There is a focus on three solutions:
- Correction of the specific PLN mutation in the DNA – DNA research direction
- RNA intervention | Gene silencing – RNA research direction
- Pharmacological therapy
Correction of the specific PLN mutation in the DNA
In this research direction, the focus is on correcting the specific mutation in the DNA, which lies coiled up in the cell nucleus. This technique shows great promise but is also the most complex. Correcting the mutation can be done using two techniques. The most well-known is CRISPR-Cas, and the newer variant is Prime Editing. With CRISPR-Cas, the disadvantage is that while correcting the DNA, other parts are also modified alongside the specific mutation. Prime Editing offers better efficiency, resulting in fewer unintended corrections in the DNA.
RNA intervention | Gene Silencing
The second possibility is to prevent the “faulty/mutated” messenger RNA, which is made in the cell nucleus from the DNA, from being converted into the faulty protein in the cell. This can be achieved by attaching a sort of label to the “faulty/mutated” mRNA, causing it to be degraded in the cell instead of being converted into the mutated PLN protein. Therefore, the research looks into possibilities to intercept the faulty mRNA (messenger in the cell) to prevent the production of faulty PLN protein. Several medications have been brought to the market based on this therapeutic possibility, making the timeline for bringing this to humans more manageable.
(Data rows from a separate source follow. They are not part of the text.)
PR #4409, opened 2025-01-20
Fix streaming for Openai and Anthropic

Jeadie:
# 🗣 Description

## Issue with OpenAI
Now, usage isn't added to the last non-empty stream chunk that has the `finish_reason: stop`. Rather, its returned in an empty payload (i.e. `.choices.length() ==0`) at the end. 
```jsonl
{"id":"chatcmpl-ArZlM3uuEuwDzGvGjaetc4GeaWDca","choices":[{"index":0,"delta":{"content":null,"refusal":null},"finish_reason":"stop","logprobs":null}],"created":1737332220,"model":"openai-with-spice","service_tier":"default","system_fingerprint":"fp_50cad350e4","object":"chat.completion.chunk"}

{"id":"chatcmpl-ArZlM3uuEuwDzGvGjaetc4GeaWDca","choices":[],"created":1737332220,"model":"openai-with-spice","service_tier":"default","system_fingerprint":"fp_50cad350e4","object":"chat.completion.chunk","usage":{"prompt_tokens":9,"completion_tokens":9,"total_tokens":18,"prompt_tokens_details":{"audio_tokens":0,"cached_tokens":0},"completion_tokens_details":{"accepted_prediction_tokens":0,"audio_tokens":0,"reasoning_tokens":0,"rejected_prediction_tokens":0}}}
```
For tool using models, we would not process the last stream packet. Now we handle it explicitly. 

## Issue with Anthropic
We were not closing the stream gracefully on an SSE event with type `message_stop`. Anthropic started returning an error in the SSE when this happened. We now gracefully handle this by returning early when we receive this stream end SSE.

### DIFF
--- a/crates/llms/src/anthropic/types_stream.rs
+++ b/crates/llms/src/anthropic/types_stream.rs
@@ -14,6 +14,7 @@ See the License for the specific language governing permissions and
 limitations under the License.
 */
 #![allow(deprecated)] // `function_call` argument is deprecated but no builder pattern alternative is available.
+use super::types::{MessageRole, StopReason, Usage};
 use async_openai::{
     error::{ApiError, OpenAIError},
     types::{
@@ -23,12 +24,11 @@ use async_openai::{
     },
 };
 use futures::{Stream, StreamExt};
+use reqwest_eventsource::Error as SseError;
 use serde::{Deserialize, Serialize};
 use serde_json::Value;
 use std::{collections::HashMap, fmt, pin::Pin, sync::Arc, time::SystemTime};
 use tokio::sync::Mutex;
-
-use super::types::{MessageRole, StopReason, Usage};
 
 #[derive(Debug, Deserialize, Serialize)]
 #[serde(tag = "type")]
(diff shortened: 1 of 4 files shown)


ewgenius (dismissed):

crates/llms/src/anthropic/types_stream.rs
```diff
@@ -393,18 +384,23 @@ pub fn transform_stream(
...
                             code: None,
-                        }))
+                        })))
                     }
                 }
             }
+        })
+        // Because we don't early exit on [`MessageCreateStreamResponse::MessageStop`], we need to handle stream end explicitly, otherwise we will infinite loop on the stream.
+        .take_while(|item| {
+            let keep_going = !matches!(item, Err(OpenAIError::ApiError(ApiError { message, .. })) if message == "Stream ended");
```
phillipleblanc: This seems brittle? Where does this get emitted?

crates/runtime/src/model/tool_use.rs
```diff
@@ -680,6 +680,15 @@ fn make_a_stream(
                             }
                         }
                     }
+
+                    // When there are no [`ChatChoiceStream`]s, but the model has usage, send the response (with not choices).
```
sgrebnov: ### 
```suggestion
                    // When there are no [`ChatChoiceStream`]s, but the model has usage, send the response (with no choices).
```

sgrebnov (dismissed):

phillipleblanc (dismissed):

sgrebnov (approved):

PR #4417, opened 2025-01-20
Handle OpenAI API Errors

### LINKED ISSUE #4413: Using structured outputs without having `json` in the prompt causes a 500 in Spice
## Describe the bug

Making a request to `http://localhost:8090/v1/chat/completions` and asking for structured output via the `response_format` parameter will return a 500 if the prompt does not contain the word "json". An error is logged in the runtime with the following:

`ERROR runtime::http::v1::chat: Error from v1/chat: invalid_request_error: 'messages' must contain the word 'json' in some form, to use 'response_format' of type 'json_object'. (param: messages)`

Spice should handle this and return the 400 to the user, not a 500

## To Reproduce

Configure a Spicepod with an openai model that supports structured outputs:

```yaml
models:
  - from: openai:gpt-4o-mini
    name: mini
    params:
      openai_api_key: ${ secrets:OPENAI_API_KEY }
      tools: auto
```

Make a request to the model and ask for a structured output without including the word JSON:

```bash
curl -v -L 'http://localhost:8090/v1/chat/completions' \
             -H 'Content-Type: application/json' \
             -H 'Accept: application/json' \
             -d '{
                     "messages": [
                       {
                         "content": "You only talk like a pirate",
                         "role": "system"
                       },
                       {
                         "content": "What can you do?",
                         "role": "user"
                       }
                     ],
                     "model": "mini",
                     "response_format": { "type": "json_object" }
                   }' 
```

## Expected behavior

The 400 is returned to the user, not a 500 with an error logged in the runtime

### Spicepod

### Output of `explain query`

E.g. `explain select 1`

```bash
```

### spice, spiced, OS info

- OS info: `uname -a`

- [ ] Yes
- [ ] No

ewgenius:
# 🗣 Description

Handles OpenAI API errors, and pass error details and status in v1/chat/completions response

CleanShot 2025-01-20 at 16 03 36@2x
CleanShot 2025-01-20 at 16 58 46@2x
CleanShot 2025-01-20 at 16 58 58@2x

## 🔨 Related Issues

closes #4413

### DIFF
--- a/crates/runtime/src/http/v1/chat.rs
+++ b/crates/runtime/src/http/v1/chat.rs
@@ -227,6 +227,8 @@ impl OpenaiErrorEvent {
     }
 }
 
+/// Converts OpenAI errors to HTTP responses
+/// Preserve the original OpenAI error structure to maintain compatibility with OpenAI's documentation
 #[must_use]
 pub fn openai_error_to_response(e: OpenAIError) -> Response {
     match e {
--- a/crates/runtime/src/http/v1/chat.rs
+++ b/crates/runtime/src/http/v1/chat.rs
@@ -227,8 +227,8 @@ impl OpenaiErrorEvent {
     }
 }
 
-/// Converts OpenAI errors to HTTP responses
-/// Preserve the original OpenAI error structure to maintain compatibility with OpenAI's documentation
+/// Converts `OpenAI` errors to HTTP responses
+/// Preserve the original `OpenAI` error structure to maintain compatibility with `OpenAI` documentation
 #[must_use]
 pub fn openai_error_to_response(e: OpenAIError) -> Response {
     match e {
--- a/crates/runtime/src/http/v1/chat.rs
+++ b/crates/runtime/src/http/v1/chat.rs
@@ -20,7 +20,10 @@ use std::{convert::Infallible, sync::Arc, time::Duration};
 use crate::{http::traceparent::override_task_history_with_traceparent, model::LLMModelStore};
 #[cfg(feature = "openapi")]
 use async_openai::types::CreateChatCompletionResponse;
-use async_openai::types::{ChatCompletionResponseStream, CreateChatCompletionRequest};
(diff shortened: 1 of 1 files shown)


crates/runtime/src/http/v1/chat.rs
```diff
@@ -221,3 +226,29 @@ impl OpenaiErrorEvent {
         }
     }
 }
+
+#[must_use]
+pub fn openai_error_to_response(e: OpenAIError) -> Response {
+    match e {
+        OpenAIError::InvalidArgument(_) => (StatusCode::BAD_REQUEST, e.to_string()).into_response(),
+        OpenAIError::ApiError(api_error) => {
+            let error_response = serde_json::json!({
```
Jeadie, line 237: Why doesn't `error_response` doesn't naturally serialise as this `json!` does

Jeadie (dismissed):

crates/runtime/src/http/v1/chat.rs
```diff
@@ -221,3 +226,29 @@ impl OpenaiErrorEvent {
         }
     }
 }
+
+#[must_use]
+pub fn openai_error_to_response(e: OpenAIError) -> Response {
```
Jeadie, line 233: Worth making a note that we should keep the error body untouched for OpenAI, so that users can use OpenAI error documentation

phillipleblanc (dismissed):

crates/runtime/src/http/v1/chat.rs
ewgenius: It can be serialized, but the type will be `Json<ApiError>` and there is no `into_response` implementation for this.
So have to construct json value directly.

crates/runtime/src/http/v1/chat.rs
ewgenius: Done

sgrebnov (approved):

The last research direction aims to compensate for the “toxic” effect of the faulty protein in the cell using an existing medication or a medication that needs further refinement. This could also be an existing medication not originally intended for the PLN disease. The advantage of finding an existing medication that can suppress the PLN disease is that it eliminates or significantly reduces the time needed for testing and regulations associated with approving a new medication.